*** Records supplied Section Begins ***
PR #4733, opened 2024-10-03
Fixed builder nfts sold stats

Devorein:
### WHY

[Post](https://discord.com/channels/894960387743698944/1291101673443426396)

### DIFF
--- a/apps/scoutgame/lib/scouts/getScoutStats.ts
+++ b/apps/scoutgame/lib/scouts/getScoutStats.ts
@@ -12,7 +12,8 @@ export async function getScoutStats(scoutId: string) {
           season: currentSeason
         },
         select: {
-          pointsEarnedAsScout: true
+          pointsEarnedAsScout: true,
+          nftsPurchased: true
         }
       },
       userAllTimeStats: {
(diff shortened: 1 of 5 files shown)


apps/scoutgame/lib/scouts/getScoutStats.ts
*** Records supplied Section Ends ***
**Activity**:
Exactly as they appear, restate all of the entries.

**Answer below**:
PR #4733, opened 2024-10-03
Fixed builder nfts sold stats

Devorein:
### WHY

[Post](https://discord.com/channels/894960387743698944/1291101673443426396)

### DIFF
--- a/apps/scoutgame/lib/scouts/getScoutStats.ts
+++ b/apps/scoutgame/lib/scouts/getScoutStats.ts
@@ -12,7 +12,8 @@ export async function getScoutStats(scoutId: string) {
           season: currentSeason
         },
         select: {
-          pointsEarnedAsScout: true
+          pointsEarnedAsScout: true,
+          nftsPurchased: true
         }
       },
       userAllTimeStats: {
(diff shortened: 1 of 5 files shown)


apps/scoutgame/lib/scouts/getScoutStats.ts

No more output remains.